Congrats! I have 3 pounds to go at 8.5 months. Not sure if I will make it by 9 months.


----------



## mercedybear

awesome! I am now at 6 lbs below my pre-pregnancy weight, slight different tummy though...after a c-section I dont know if I'll get my abs back:wacko:


----------



## vegazbaby

im a stone under prepreggo weight but im still regarded as obese. at 14stone i dream of being lighter but ive been stuck at the same weight for a month and im really hacked off with being so unable to stick to anything


----------



## Lovn.sunshine

Fabulous job!!! I have to admit, I'm a tad jealous of everyone that is back to or lower than their pre-pregnancy weight! :blush:

I'm still right at the same weight I was the day I delivered - 7 months later [I'd gained 60lbs while I was pregnant]. I wasn't what you'd call fit before but I was thin and I miss it so much. I struggle every single day to eat right and keep my portions small. It's a daily battle but I hope to win here soon.


----------



## Dolly84

I'm no here near being at me pre pregnancy weight. I put 3 stone on whilst pregnant, and lost a stone (probably baby/waters/placenta/) so not actually lost any weight really and I get married in 4 weeks!!!!! Gggerr it's not fair!

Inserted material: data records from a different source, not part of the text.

PR #1388, opened 2024-09-04
Create test case for EE baseline warnings due to missing Manifest header

ptziegler:
This checks whether no error is produced when both the Require-Capability and the Bundle-RequiredExecutionEvironment headers are missing from the manifest.

See https://github.com/eclipse-pde/eclipse.pde/issues/1386


HannesWell:
Thank you for providing this test case!
I have incorporate your commit in https://github.com/eclipse-pde/eclipse.pde/pull/1388.
Therefore I'm closing this one.

PR #1390, opened 2024-09-05
IApiAnnotations.isExact for CompositeApiDescription.resolveAnnotations

merks:
- CompositeApiDescription.resolveAnnotations should be able to properly find the best match annotation using IApiAnnotations.isExact which is now also implemented by TypeAnnotations.isExact.

https://github.com/eclipse-pde/eclipse.pde/issues/1386

### DIFF
--- a/apitools/org.eclipse.pde.api.tools/META-INF/MANIFEST.MF
+++ b/apitools/org.eclipse.pde.api.tools/META-INF/MANIFEST.MF
@@ -2,7 +2,7 @@ Manifest-Version: 1.0
 Bundle-ManifestVersion: 2
 Bundle-Name: %pluginName
 Bundle-SymbolicName: org.eclipse.pde.api.tools;singleton:=true
-Bundle-Version: 1.3.500.qualifier
+Bundle-Version: 1.3.600.qualifier
 Bundle-Vendor: %providerName
 Bundle-Localization: plugin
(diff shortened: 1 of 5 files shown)


iloveeclipse:
I've just rebased on master to have the fix for API filter warning

merks:
I see.  The test were all green?

iloveeclipse:
> I see. The test were all green?

Yes, I just dislike merging PR's with partially red state.

iloveeclipse:
I've tried the patch and I can confirm it solves the jdt.core problem.

So if I understood it correct, the regression was in 40cf1f0bee0a50a9747436949b3a3be2905920c8 as the code checked for the annotation to be `instanceof ApiAnnotations` and of course `TypeAnnotations` weren't but should be (from very beginning probably).

iloveeclipse:
**Many** thanks Ed!

HannesWell:
Thank you Ed for this.

> So if I understood it correct, the regression was in [40cf1f0](https://github.com/eclipse-pde/eclipse.pde/commit/40cf1f0bee0a50a9747436949b3a3be2905920c8) as the code checked for the annotation to be `instanceof ApiAnnotations` and of course `TypeAnnotations` weren't but should be (from very beginning probably).

I wonder how this can be unnoticed for four years? :O

PR #1396, opened 2024-09-08
Return List<String> in IApiComponent.getExecutionEnvironments()

HannesWell:


jukzi:
this commit made all tycho builds fail: https://github.com/eclipse-tycho/tycho/issues/4221

HeikoKlare:
Also makes SWT tests fail, e.g., https://github.com/eclipse-platform/eclipse.platform.swt/actions/runs/10770510714/job/29864024982?pr=1456

laeubi:
I suggest not to use ibuilds for the API tools check:

- https://github.com/eclipse-platform/eclipse.platform.releng.aggregator/pull/2327

HannesWell:
> I suggest not to use ibuilds for the API tools check:
> 
>     * [Don't use API-Tools from I-Builds for API checks in verification builds eclipse-platform/eclipse.platform.releng.aggregator#2327](https://github.com/eclipse-platform/eclipse.platform.releng.aggregator/pull/2327)

I agree.
To add some more context: The changed method is from a 'provisional' API of API-Tools that is still internal. But because there is no stable public API yet Tycho has to use that for the API-Check mojo.
This is per-se not a big issue besides that in case something is changed the Tycho mojo has to be adapted but since the same people are involved in both projects the knowledge is usually there.
The big problem is that the mojo is/was configured to use the latest API-tools jars from the I-builds. And that introduced a very tight dependency cycle without room to react to changes.
So I think the change linked above is the right solution to this problem.

PR #1191, opened 2024-03-09
Workaround for missing 4.31 SWT API descriptions

iloveeclipse:
Added SWT API description files from last good 4.31 build I20240207-0610 https://download.eclipse.org/eclipse/updates/4.31-I-builds/I20240207-0610/plugins/

The files will be loaded instead of "empty" SWT API description files shipped with 4.31 RC2 build (3.125.0.v20240227-1638).

Fixes https://github.com/eclipse-pde/eclipse.pde/issues/1187

PR #1397, opened 2024-09-08
Revert "Workaround for missing 4.31 SWT API descriptions"

HannesWell:
This reverts commit 2fd4268ab73151b8559fbd6b9c98dc97e014a5db and commit a6824f75205aca3e2fe3c802a406be4523c68830, introduced with https://github.com/eclipse-pde/eclipse.pde/pull/1191 and https://github.com/eclipse-pde/eclipse.pde/pull/1192

These workarounds for missing API description files are not necessary anymore because they are now correctly included again for some time.

@iloveeclipse or do you see a reason why this should be kept?


HannesWell:
@iloveeclipse any remarks from you?
If there is no objections I'll submit this latest tomorrow (Tuesday) evening.

iloveeclipse:
I had no time to review that in the IDE, and tomorrow I will be in meetings whole day, so I can't do a proper review.

Beside this, the workaround was for API checks in 4.33 IDE / 4.32 target only, which shouldn't be interested on master branch. Whoever develops on 4.32 maintenance branches wuld need to stay with 4.33 IDE.

HannesWell:
Ok, no need to rush from my side. Just want this to be forgotten.

> Whoever develops on 4.32 maintenance branches wuld need to stay with 4.33 IDE.

That's right, but is there a lot of maintenance work happening? Currently the `R4_32_maintenance` branch is still in its initial state after the release and AFAICT usually if at all only selected changes are backported. In that case I would say it's acceptable that the API tools are not available then.

iloveeclipse:
> is there a lot of maintenance work happening?

I don't know that and I personally don't care simply because a workaround is possible. I guess some bigger companies might have in house maintenance branches, but if they use API tooling I don't know. At least at Advantest we don't care about API checks on maintenance branch we have.

HannesWell:
> > is there a lot of maintenance work happening?
> 
> I don't know that and I personally don't care simply because a workaround is possible. I guess some bigger companies might have in house maintenance branches, but if they use API tooling I don't know. At least at Advantest we don't care about API checks on maintenance branch we have.

The only company I know of at all that cares about maintenance is IBM and AFAIK they play all maintenance work back to the official eclipse repos and only do back-ports of bug fixes or critical dependency updates.

So if I understand you correctly you are fine with this, aren't you?

iloveeclipse:
Yes

PR #1398, opened 2024-09-08
Fix more warnings in pde.ui and pde.ds.ui

HannesWell:
And apply minor clean-ups in ExtensionsSection.

The branch in `DSFileWizardPage.getProject(Object)` that checks if the passed object is a `ClassPathContainer` seems to be possible anymore.
In general creating OSGI Service Components through the UI is a quite uncommon nowdays since one can simply use the Decalarative service component annotations.

### DIFF
--- a/ui/org.eclipse.pde.ui/src/org/eclipse/pde/ui/launcher/JUnitTabGroup.java
+++ b/ui/org.eclipse.pde.ui/src/org/eclipse/pde/ui/launcher/JUnitTabGroup.java
@@ -48,9 +48,11 @@ public class JUnitTabGroup extends AbstractPDELaunchConfigurationTabGroup {
 		} catch (CoreException e) {
 			vmArgs = ""; //$NON-NLS-1$
 		}
-		vmArgs = AssertionVMArg.enableAssertInArgString(vmArgs);
-		if (vmArgs.length() > 0)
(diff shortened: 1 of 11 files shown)


ui/org.eclipse.pde.ui/src/org/eclipse/pde/ui/launcher/JUnitTabGroup.java
```diff
@@ -48,9 +48,11 @@ public void setDefaults(ILaunchConfigurationWorkingCopy configuration) {
 		} catch (CoreException e) {
 			vmArgs = ""; //$NON-NLS-1$
 		}
-		vmArgs = AssertionVMArg.enableAssertInArgString(vmArgs);
-		if (vmArgs.length() > 0)
-			configuration.setAttribute(IJavaLaunchConfigurationConstants.ATTR_VM_ARGUMENTS, vmArgs);
+		@SuppressWarnings("restriction")
```
HannesWell, line 51: This entire `src_samples` source folder somehow seems to be related to something like `sample.properties` files.
Does anybody know anything about that?

It also seems to be associated to a `org.eclipse.sdk.samples` provided via the site
http://www.eclipse.org/pde/samples/site.xml

But I have never heard of this and assume it's outdated if it is usable at all?

@merks, @iloveeclipse or @akurtakov do you know anything about that or can this entire source folder be removed?

PR #1394, opened 2024-09-05
fix some javadoc

jukzi:

PR #1400, opened 2024-09-08
Fail on javadoc errors and fix remaining javadoc errors

HannesWell:
Fix all javadoc errors except for the packages `org.eclipse.pde.internal.build.publisher` and `org.eclipse.pde.internal.core.ant` which contain only ANT task sources and therefore require special class-path configuration that I wasn't able to properly replicate for the javadoc build.

To avoid javadoc errors in the future also fail the build on javadoc errors.

Should fix https://github.com/eclipse-pde/eclipse.pde/issues/1392.

This also contains the commit/changes from the following PRs with the requested changes applied:
- https://github.com/eclipse-pde/eclipse.pde/pull/1394
- https://github.com/eclipse-pde/eclipse.pde/pull/1393

### DIFF
--- a/apitools/org.eclipse.pde.api.tools.ui/src/org/eclipse/pde/api/tools/ui/internal/refactoring/FilterChange.java
+++ b/apitools/org.eclipse.pde.api.tools.ui/src/org/eclipse/pde/api/tools/ui/internal/refactoring/FilterChange.java
@@ -96,26 +96,6 @@ public abstract class FilterChange extends Change {
 		return NLS.bind(RefactoringMessages.FilterChange_remove_used_filter, problem.getMessage());
 	}
 
-	/**
-	 * Returns the name to use for a {@link #RENAME} change operation
-	 *
-	 * @return the name for a {@link #RENAME} change
-	 */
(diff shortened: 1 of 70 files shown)


apitools/org.eclipse.pde.api.tools.ui/src/org/eclipse/pde/api/tools/ui/internal/refactoring/FilterChange.java
```diff
@@ -96,26 +96,6 @@ protected String getDeleteName() {
...
-	/**
-	 * Returns the name to use for a {@link #MOVE} change operation
-	 *
-	 * @return the name for a {@link #MOVE} change
-	 */
-	protected String getMoveName() {
-		IApiProblem problem = this.filter.getUnderlyingProblem();
-		return NLS.bind(RefactoringMessages.FilterChange_remove_used_filter, new Object[] { problem.getMessage() });
-	}
-
```
HannesWell, line 118: These methods return the very same result as `getDeleteName()` and are never called.

PR #1402, opened 2024-09-09
Adapt to changed output directory in maven-javadoc-plugin 3.10.0

HannesWell:
Probably as part of https://github.com/apache/maven-javadoc-plugin/pull/204, the default output directory of the `maven-javadoc-plugin` changed when updating the `maven-javadoc-plugin` from `3.8.0` to `3.10.0`. This adapts the doc-bundle build accordingly.

In a local test the missing `reference/api` folder was generated in the project as expected, but the built jar still didn't contain it. So maybe more adaption is necessary.

Hopefully fixes https://github.com/eclipse-pde/eclipse.pde/issues/1392


akurtakov:
Build artifacts look good.

laeubi:
Something similar might be required for other doc bundles as well!

HannesWell:
> Something similar might be required for other doc bundles as well!

I thought that as well, but at least the tests for the other doc bundles didn't report a problem. Not sure if this is false positive or if PDE is different.

PR #1408, opened 2024-09-16
Set up workflow for automated version increments in pull-requests 

HannesWell:
Set up the workflow for automated version increments in pull-requests, added via https://github.com/eclipse-platform/eclipse.platform.releng.aggregator/pull/2352, for PDE.

Before this can fully work, the EF infra team has to add the required PAT of the PDE-bot to this repo as desribed in the linked PR.

PR #1413, opened 2024-09-24
[JUST TO TEST] Some first change in a release-cycle

HannesWell:
This just exists to test the workflow added via https://github.com/eclipse-pde/eclipse.pde/pull/1408.

THIS IS NOT INTENDED TO BE SUBMITTED!


HannesWell:
Looks like this works well!

@HeikoKlare if you are interested to test this, can you please create an own PR in PDE that contains the same two dummy changes from my first commit?
Then we can verify that this works for non-committers too.

HannesWell:
Test was successful, closing.

PR #1414, opened 2024-09-24
[JUST TO TEST] Some first change in a release-cycle by non-committer

HeikoKlare:
This just exists to test the workflow added via https://github.com/eclipse-pde/eclipse.pde/pull/1408 by some non-committer contributor.

Complements #1413

THIS IS NOT INTENDED TO BE SUBMITTED!


HannesWell:
Great. This works well too. 🎉 
Thanks for testing!

HannesWell:
Since this test was successful we can close this.
Thanks again Heiko!

PR #1421, opened 2024-09-28
Fix breakage caused by o.e.p.i.publishing.Utils changes

merks:
https://github.com/eclipse-equinox/p2/pull/550


merks:
@HannesWell @akurtakov @iloveeclipse 

Given the I-build is broken, this, or something like this, needs to be merged sooner rather than later.

iloveeclipse:
Should the bundle dependency be updated too?

merks:
I suppose that's a good idea too, yes.

merks:
@iloveeclipse 

I think I cannot change the bound because the I-build is broken so the new p2 thingy isn't available yet.  So I can either merge this change without verification or the bound needs to change later after a successful I-build. 

What shall it be?

akurtakov:
Merge and start new I-build. That way there is at least a chance to have it done at once.

merks:
Started https://ci.eclipse.org/releng/job/Builds/job/I-build-4.34/48/

HannesWell:
Thank you Ed and sorry for the trouble! One really has to be very careful with P2, even if its internal. :/

> I think I cannot change the bound because the I-build is broken so the new p2 thingy isn't available yet. So I can either merge this change without verification or the bound needs to change later after a successful I-build.

Even if the bound is satisfied the change can't succeed with a green verification, because without an I-build the changed method signatures are not available. So it's a chicken-egg problem not solvable with only green builds.
So I agree that doing it at once is the best: Close your eyes and go (to say it with a badly translated German quote).

PR #1843, opened 2026-04-27
feat(monitoring): operational digest script for eval-trained prompts

rozavala:
## Summary

Operationalizes `evals/_eval_optimized/MONITORING_PLAN.md` as a programmatic digest script. Fills the doc's "future work" hook for an automated weekly check on the agronomist + geopolitical KC deploy from PR #1797.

Congrats on your weight loss tho x


----------



## Ashla

Yeah, it took me nine months to lose the weight with my first. And it is looking like it will be the same this time round. I am trying to diet but my milk supply takes a hit if I don't eat way more than I used to pre pregnancy. So it is slowly, slowly.

Ironically (given that everyone says breastfeeding helps with weight loss), my weight loss really sped up when I started weening my first when he was 6 months old.


----------



## chicky160

Wow well done! :happydance:

I lost all my baby weight within a couple of months! God knows how, and when lo was 4 months we relocated to the seaside, I became a sahm, and became best friends with clotted cream ice cream! :dohh: I'm now 2 stone heavier than when I had him :rofl: I laugh but it's actually not funny :dohh: damn you food! X


----------



## Bevziibubble

Wow well done! :D

It took me 10 months after LO was born to even get started on a diet! I have now lost 50 lbs and feel soo much better for it!


----------



## Mummy Bean

I just started a diet at 7 months pp and am now pre DS2 weight and got another 4lb to be pre DS1 weight. I couldnt diet when BF as my supply dropped like mad. 
Would like to drop another stone...
but might be dreaming there.


----------



## Dragonfly

I am like plus a few stone :(


----------



## misspriss

For those with supply issues when dieting, I lost 15lbs while on a _non-calorie restrictive_ diet, so it didn't hurt my supply. It may have even helped.

Food was expensive and had to make all meals from scratch though, so I couldn't keep it up.


----------



## Ashla

misspriss said:


> For those with supply issues when dieting, I lost 15lbs while on a _non-calorie restrictive_ diet, so it didn't hurt my supply. It may have even helped.
> 
> Food was expensive and had to make all meals from scratch though, so I couldn't keep it up.

What is a non calorie restrictive diet? Sounds interesting!


----------



## misspriss

Ashla said:


> misspriss said:
> 
> 
> For those with supply issues when dieting, I lost 15lbs while on a _non-calorie restrictive_ diet, so it didn't hurt my supply. It may have even helped.
> 
> Food was expensive and had to make all meals from scratch though, so I couldn't keep it up.
> 
> What is a non calorie restrictive diet? Sounds interesting!Click to expand...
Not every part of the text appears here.